Prompt:
Return the following from the records below: each line, word for word, starting with the line that contains "Needs feedback from @amycoffin" and going on through the line that contains "Removed, I'll merge", with nothing outside that range.

Stored data entries:
= = = = = = =

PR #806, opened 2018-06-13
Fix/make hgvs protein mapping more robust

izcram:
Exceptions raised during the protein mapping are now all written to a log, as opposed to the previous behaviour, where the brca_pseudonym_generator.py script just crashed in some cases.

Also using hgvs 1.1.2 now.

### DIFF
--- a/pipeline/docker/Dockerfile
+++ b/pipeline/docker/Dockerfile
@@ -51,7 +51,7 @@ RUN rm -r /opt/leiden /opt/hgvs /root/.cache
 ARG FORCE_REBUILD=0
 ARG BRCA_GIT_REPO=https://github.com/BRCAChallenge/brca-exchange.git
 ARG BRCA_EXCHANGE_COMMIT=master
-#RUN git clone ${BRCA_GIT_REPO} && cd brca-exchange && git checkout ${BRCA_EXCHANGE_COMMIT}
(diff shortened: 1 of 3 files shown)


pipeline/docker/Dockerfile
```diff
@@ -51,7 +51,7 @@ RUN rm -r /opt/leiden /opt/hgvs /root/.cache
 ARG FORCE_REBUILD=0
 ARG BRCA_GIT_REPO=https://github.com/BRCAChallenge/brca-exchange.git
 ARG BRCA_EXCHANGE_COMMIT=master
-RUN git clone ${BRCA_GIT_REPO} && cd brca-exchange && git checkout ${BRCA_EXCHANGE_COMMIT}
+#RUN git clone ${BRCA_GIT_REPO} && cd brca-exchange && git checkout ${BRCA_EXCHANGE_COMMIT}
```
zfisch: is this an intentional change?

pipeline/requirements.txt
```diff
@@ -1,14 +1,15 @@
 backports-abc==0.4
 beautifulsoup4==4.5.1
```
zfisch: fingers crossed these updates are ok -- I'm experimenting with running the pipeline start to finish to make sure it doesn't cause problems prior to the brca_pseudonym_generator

= = = = = = =

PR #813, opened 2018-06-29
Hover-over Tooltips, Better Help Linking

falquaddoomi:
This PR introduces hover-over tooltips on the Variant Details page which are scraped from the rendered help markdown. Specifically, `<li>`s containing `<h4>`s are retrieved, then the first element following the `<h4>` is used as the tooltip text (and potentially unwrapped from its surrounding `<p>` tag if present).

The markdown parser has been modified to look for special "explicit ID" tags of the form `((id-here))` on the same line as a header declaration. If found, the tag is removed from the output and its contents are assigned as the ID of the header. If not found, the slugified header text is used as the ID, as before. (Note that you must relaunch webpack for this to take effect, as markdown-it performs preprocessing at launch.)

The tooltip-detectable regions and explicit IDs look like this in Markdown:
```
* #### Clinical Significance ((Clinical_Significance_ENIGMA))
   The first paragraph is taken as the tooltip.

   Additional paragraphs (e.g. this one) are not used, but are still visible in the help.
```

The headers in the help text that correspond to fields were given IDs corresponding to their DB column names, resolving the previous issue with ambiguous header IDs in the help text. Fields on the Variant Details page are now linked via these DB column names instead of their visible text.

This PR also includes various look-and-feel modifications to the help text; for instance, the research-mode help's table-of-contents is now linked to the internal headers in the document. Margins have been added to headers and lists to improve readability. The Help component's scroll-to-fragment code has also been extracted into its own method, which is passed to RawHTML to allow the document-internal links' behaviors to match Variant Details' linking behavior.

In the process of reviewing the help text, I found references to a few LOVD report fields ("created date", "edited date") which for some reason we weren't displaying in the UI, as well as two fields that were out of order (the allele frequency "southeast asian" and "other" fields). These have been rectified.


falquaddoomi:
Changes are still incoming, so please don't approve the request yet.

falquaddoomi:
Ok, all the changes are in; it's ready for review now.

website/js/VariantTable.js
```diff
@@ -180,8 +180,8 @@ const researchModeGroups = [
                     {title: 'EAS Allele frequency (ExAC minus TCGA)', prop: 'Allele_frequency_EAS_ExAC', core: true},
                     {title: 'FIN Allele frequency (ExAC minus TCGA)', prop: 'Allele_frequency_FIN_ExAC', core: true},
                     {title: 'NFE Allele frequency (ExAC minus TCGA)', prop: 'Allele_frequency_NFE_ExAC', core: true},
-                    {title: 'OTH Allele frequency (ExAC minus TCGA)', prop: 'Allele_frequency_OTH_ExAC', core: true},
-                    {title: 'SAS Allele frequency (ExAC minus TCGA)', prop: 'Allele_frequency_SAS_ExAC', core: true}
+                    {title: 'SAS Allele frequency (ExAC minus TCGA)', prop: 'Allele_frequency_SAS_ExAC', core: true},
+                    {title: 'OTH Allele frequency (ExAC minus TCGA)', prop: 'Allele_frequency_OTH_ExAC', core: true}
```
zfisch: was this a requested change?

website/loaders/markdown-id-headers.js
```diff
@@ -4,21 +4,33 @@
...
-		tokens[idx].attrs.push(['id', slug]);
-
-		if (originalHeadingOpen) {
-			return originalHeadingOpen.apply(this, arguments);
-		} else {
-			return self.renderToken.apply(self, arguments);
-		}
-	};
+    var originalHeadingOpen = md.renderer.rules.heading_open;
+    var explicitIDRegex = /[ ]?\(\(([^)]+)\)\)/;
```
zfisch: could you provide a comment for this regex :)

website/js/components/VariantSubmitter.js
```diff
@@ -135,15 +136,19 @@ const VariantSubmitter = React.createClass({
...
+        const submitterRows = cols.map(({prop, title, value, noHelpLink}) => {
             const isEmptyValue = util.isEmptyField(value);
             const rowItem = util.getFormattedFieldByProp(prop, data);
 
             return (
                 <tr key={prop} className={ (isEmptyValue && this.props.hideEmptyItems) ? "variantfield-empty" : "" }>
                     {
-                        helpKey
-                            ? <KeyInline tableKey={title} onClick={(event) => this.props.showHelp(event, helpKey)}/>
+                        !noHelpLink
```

= = = = = = =

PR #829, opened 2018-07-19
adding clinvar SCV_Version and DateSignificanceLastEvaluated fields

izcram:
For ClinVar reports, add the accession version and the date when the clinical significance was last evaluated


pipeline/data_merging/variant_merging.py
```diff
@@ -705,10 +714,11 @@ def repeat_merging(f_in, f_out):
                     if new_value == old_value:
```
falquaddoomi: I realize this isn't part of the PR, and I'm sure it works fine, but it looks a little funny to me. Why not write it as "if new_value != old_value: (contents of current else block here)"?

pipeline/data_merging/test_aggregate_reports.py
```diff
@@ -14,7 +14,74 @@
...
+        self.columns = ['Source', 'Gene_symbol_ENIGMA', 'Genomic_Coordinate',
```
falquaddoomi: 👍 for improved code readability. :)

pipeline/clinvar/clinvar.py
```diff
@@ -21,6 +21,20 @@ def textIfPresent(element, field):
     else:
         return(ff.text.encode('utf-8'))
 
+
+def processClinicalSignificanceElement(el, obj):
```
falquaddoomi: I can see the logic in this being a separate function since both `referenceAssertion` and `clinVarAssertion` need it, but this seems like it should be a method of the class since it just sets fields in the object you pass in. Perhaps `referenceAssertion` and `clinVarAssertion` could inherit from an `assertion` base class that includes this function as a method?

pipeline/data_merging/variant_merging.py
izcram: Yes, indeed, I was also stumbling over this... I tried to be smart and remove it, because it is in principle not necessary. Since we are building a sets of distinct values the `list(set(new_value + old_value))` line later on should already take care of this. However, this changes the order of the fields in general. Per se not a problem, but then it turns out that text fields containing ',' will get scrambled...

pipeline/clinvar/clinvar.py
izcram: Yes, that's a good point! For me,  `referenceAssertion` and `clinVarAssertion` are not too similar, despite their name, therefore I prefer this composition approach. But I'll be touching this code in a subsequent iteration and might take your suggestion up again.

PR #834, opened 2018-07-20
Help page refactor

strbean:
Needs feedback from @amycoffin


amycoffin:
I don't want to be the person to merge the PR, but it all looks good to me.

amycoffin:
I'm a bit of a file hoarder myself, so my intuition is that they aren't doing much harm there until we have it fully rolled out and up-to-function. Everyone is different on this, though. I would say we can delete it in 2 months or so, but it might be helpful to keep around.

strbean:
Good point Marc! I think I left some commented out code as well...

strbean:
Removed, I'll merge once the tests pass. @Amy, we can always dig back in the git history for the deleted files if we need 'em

= = = = = = =

Solution for this exercise:
Needs feedback from @amycoffin


amycoffin:
I don't want to be the person to merge the PR, but it all looks good to me.

amycoffin:
I'm a bit of a file hoarder myself, so my intuition is that they aren't doing much harm there until we have it fully rolled out and up-to-function. Everyone is different on this, though. I would say we can delete it in 2 months or so, but it might be helpful to keep around.

strbean:
Good point Marc! I think I left some commented out code as well...

strbean:
Removed, I'll merge once the tests pass. @Amy, we can always dig back in the git history for the deleted files if we need 'em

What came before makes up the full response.